ERCP is usually done as an outpatient procedure in the x-ray department of a hospital. An ERCP usually takes 30–60 minutes, followed by 1–2 hours in the recovery room.

  • Preparation for an ERCP can vary but usually includes no eating or drinking for 8 hours before the procedure.
  • The person will be asked to remove clothing, jewellery and other objects that will be in the x-ray field and may interfere with the quality of the x-ray.
  • The person will be asked to empty the bladder.

During the ERCP:

  • The person lies on the stomach or left side.
  • An anesthetic spray, gargle or lozenge may be given to numb the throat. This will relax the gag reflex, which makes it easier to put in the endoscope.
  • An intravenous line will be placed in the arm so that medications, including sedation, pain medication and antibiotics, can be given during the procedure.
  • The endoscope is guided into the mouth, passed down the throat, through the esophagus and stomach and into the duodenum (first part of the small intestine).
    • The person may be asked to swallow to help move the endoscope along.
    • A feeling of not being able to breathe is a false sensation caused by the anesthetic. There is enough breathing space around the tube.
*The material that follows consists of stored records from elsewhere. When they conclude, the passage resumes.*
PR #1379, opened 2024-08-14
Simple custom lexical precedence in PostgreSQL dialect

samuelcolvin:
As suggest mentioned by @lovasoa in https://github.com/sqlparser-rs/sqlparser-rs/pull/1360#discussion_r1705403984 the previous approach had unnecessary duplication, this should reduce the duplication of logic while still allowing complete freedom for how dialects decide precedence.

This doesn't change the logic for `PostgreSqlDialect` except that `Token::DuckIntDiv` will now return `MulDivModOp` precedence, not `UNKOWN`.

### DIFF
--- a/src/dialect/mod.rs
+++ b/src/dialect/mod.rs
@@ -354,13 +354,18 @@ pub trait Dialect: Debug + Any {
         if let Some(precedence) = self.get_next_precedence(parser) {
             return precedence;
         }
+        macro_rules! p {
+            ($precedence:ident) => {
+                self.prec_value(Precedence::$precedence)
+            };
+        }
 
         let token = parser.peek_token();
         debug!("get_next_precedence_full() {:?}", token);
         match token.token {
-            Token::Word(w) if w.keyword == Keyword::OR => Ok(OR_PREC),
-            Token::Word(w) if w.keyword == Keyword::AND => Ok(AND_PREC),
-            Token::Word(w) if w.keyword == Keyword::XOR => Ok(XOR_PREC),
+            Token::Word(w) if w.keyword == Keyword::OR => Ok(p!(Or)),
+            Token::Word(w) if w.keyword == Keyword::AND => Ok(p!(And)),
+            Token::Word(w) if w.keyword == Keyword::XOR => Ok(p!(Xor)),
 
             Token::Word(w) if w.keyword == Keyword::AT => {
                 match (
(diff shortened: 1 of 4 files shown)


lovasoa (approved):
:tada:

src/dialect/mod.rs
```diff
@@ -457,88 +461,57 @@ pub trait Dialect: Debug + Any {
...
-
-    /// Return the precedence of the unary `NOT` operator.
-    ///
-    /// For example `NOT (a OR b)`
-    ///
-    /// Default is 15.
-    fn prec_unary_not(&self) -> u8 {
-        UNARY_NOT_PREC
+    /// Uses (APPROXIMATELY) <https://www.postgresql.org/docs/7.0/operators.htm#AEN2026> as a reference
+    fn prec_value(&self, prec: Precedence) -> u8 {
```
alamb, line 467: I think this is a good idea. 

My only potential concern with this approach is that it could be potentially slower, as it now has many more function calls, however I don't actually think we have a sqlparser benchmark so at this point so trying to make such a change would likely be a pre-mature optimization. 

If anyone needs additional performance, we can do that as follow on PRs

src/dialect/postgresql.rs
```diff
@@ -197,24 +134,25 @@ impl Dialect for PostgreSqlDialect {
...
-        BETWEEN_LIKE_PREC
-    }
-
-    fn prec_like(&self) -> u8 {
-        BETWEEN_LIKE_PREC
-    }
-
-    fn prec_unary_not(&self) -> u8 {
-        NOT_PREC
+    fn prec_value(&self, prec: Precedence) -> u8 {
```
alamb, line 137: ❤️

alamb (approved):
Thank you @samuelcolvin  -- this looks like an improvement to me. Thank you for the follow up

Since we haven't released the changes in https://github.com/sqlparser-rs/sqlparser-rs/pull/1360 to crates.io yet, this isn't an API change

I'll wait a day before merging this in case  @lovasoa  would like to review or comment on this PR as well

samuelcolvin:
thanks a lot.

samuelcolvin:
@alamb if we care about performance, we should stop using dynamic dispatch and make the parser generic around the dialect, with that we could make lots of these methods `const` (or drop the `Precedence` enum and just have const values on the trait) and probably improve performance significantly in general.

That would of course be a big change to the public API, but worthwhile IMHO.

alamb:
> @alamb if we care about performance, we should stop using dynamic dispatch and make the parser generic around the dialect, with that we could make lots of these methods `const` (or drop the `Precedence` enum and just have const values on the trait) and probably improve performance significantly in general.
> 
> That would of course be a big change to the public API, but worthwhile IMHO.

I agree with both points

alamb:
> In my use case (SQLPage), SQL parsing overhead is negligible. Have you ever been bottlenecked by sql parsing?

No. There is more discussion here as well: https://github.com/sqlparser-rs/sqlparser-rs/issues/1381#issuecomment-2291126604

It is important to relax and take slow, deep breaths during the procedure.
  • The doctor looks at the esophagus, stomach and duodenum as the endoscope is inserted.
  • When the endoscope reaches the duodenum, the doctor identifies the openings where the bile duct and the pancreatic duct drain into the duodenum.
  • A small amount of air is injected through the scope, which makes it easier for the doctor to see the ducts.
  • A small tube is passed through the endoscope to inject contrast mediumcontrast mediumA substance used in some diagnostic procedures to help parts of the body show up better on x-rays or other imaging tests. into the ducts. A flushing sensation may take place when the contrast material in injected.
  • X-rays are taken.
  • Special instruments may be passed through the endoscope during ERCP.
    • A small brush or forceps may be used to remove cells or a tissue sample.
    • If doctors find a gallstone, they can remove it in some cases.
    • A small mesh or plastic tube (called a stent) can be inserted through the endoscope to hold open a narrowed bile duct.
  • The endoscope is slowly removed when the procedure is finished.
    • The person may gag, feel nauseous or have bloating or mild abdominal cramping during removal of the endoscope.

After ERCP:

  • The person cannot eat or drink until the throat is no longer numb and the person can swallow without choking.
  • Driving is not allowed for 24 hours.
  • The person should not return to work for 24 hours.
  • The person may have gas and feel bloated.
  • The person may have a mild sore throat, hoarseness or throat irritation.
  • If gallstones are removed or a stent is inserted, the person may have to stay in hospital overnight.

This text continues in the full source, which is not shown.